About this exercise:
Find how many lines of the records below contain the word "from" and write that number by itself.

Available data:
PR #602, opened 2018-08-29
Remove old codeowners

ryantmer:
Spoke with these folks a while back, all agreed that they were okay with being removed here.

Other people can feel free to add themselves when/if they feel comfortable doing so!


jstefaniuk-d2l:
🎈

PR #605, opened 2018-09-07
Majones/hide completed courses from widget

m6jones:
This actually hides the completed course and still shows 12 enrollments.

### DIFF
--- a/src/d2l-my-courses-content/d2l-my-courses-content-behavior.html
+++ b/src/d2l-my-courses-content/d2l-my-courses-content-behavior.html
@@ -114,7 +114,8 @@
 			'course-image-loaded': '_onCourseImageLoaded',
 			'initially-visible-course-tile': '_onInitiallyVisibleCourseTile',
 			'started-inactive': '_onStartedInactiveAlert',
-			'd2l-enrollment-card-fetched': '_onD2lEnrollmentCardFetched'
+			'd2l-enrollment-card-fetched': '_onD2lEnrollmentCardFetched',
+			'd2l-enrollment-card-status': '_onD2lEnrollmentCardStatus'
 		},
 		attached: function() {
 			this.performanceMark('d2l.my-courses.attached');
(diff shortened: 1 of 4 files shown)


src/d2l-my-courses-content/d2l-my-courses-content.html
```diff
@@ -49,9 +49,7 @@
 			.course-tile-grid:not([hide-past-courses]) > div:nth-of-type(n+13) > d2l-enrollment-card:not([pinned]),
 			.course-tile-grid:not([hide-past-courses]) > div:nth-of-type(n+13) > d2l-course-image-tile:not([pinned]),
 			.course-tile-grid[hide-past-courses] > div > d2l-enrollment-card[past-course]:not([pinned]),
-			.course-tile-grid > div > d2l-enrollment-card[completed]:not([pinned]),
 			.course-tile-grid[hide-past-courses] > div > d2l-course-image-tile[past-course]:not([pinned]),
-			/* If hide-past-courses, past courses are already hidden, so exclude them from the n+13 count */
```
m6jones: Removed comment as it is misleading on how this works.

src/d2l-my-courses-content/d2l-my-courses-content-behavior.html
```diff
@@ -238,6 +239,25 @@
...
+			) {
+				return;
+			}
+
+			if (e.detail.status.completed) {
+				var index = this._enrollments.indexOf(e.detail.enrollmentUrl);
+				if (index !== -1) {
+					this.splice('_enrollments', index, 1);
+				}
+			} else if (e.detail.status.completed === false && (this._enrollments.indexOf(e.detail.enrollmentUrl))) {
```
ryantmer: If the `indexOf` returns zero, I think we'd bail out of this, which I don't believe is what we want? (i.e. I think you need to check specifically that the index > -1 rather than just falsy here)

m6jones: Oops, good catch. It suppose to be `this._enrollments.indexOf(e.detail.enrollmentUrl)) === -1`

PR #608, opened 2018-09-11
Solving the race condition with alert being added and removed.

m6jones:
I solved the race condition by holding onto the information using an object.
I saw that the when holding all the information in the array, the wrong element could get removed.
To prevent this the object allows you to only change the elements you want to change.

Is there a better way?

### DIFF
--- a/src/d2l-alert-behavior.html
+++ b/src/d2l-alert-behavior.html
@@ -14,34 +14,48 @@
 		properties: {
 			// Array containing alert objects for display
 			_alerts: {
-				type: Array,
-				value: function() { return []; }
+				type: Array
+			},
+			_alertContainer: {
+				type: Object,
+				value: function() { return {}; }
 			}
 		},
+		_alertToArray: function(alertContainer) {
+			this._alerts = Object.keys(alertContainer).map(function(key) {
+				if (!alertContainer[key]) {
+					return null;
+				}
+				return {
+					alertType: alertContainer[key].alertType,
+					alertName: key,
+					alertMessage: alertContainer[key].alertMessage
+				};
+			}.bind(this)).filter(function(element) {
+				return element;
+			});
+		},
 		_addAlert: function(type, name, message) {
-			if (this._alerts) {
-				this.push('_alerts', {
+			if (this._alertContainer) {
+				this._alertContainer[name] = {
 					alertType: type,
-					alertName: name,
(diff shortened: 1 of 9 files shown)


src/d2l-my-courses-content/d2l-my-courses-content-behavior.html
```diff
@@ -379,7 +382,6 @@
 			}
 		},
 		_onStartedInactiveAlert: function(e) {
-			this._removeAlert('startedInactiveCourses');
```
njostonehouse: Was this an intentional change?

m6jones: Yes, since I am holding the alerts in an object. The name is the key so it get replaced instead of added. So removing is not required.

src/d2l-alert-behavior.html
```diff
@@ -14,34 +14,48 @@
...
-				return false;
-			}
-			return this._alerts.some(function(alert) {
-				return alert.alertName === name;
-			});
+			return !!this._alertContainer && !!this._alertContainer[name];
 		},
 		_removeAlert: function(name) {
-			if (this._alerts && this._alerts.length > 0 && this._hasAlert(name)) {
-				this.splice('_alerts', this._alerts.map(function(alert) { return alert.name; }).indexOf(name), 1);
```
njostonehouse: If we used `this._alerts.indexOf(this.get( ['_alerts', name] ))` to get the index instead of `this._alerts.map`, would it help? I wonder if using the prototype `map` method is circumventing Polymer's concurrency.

Answer to this problem:
2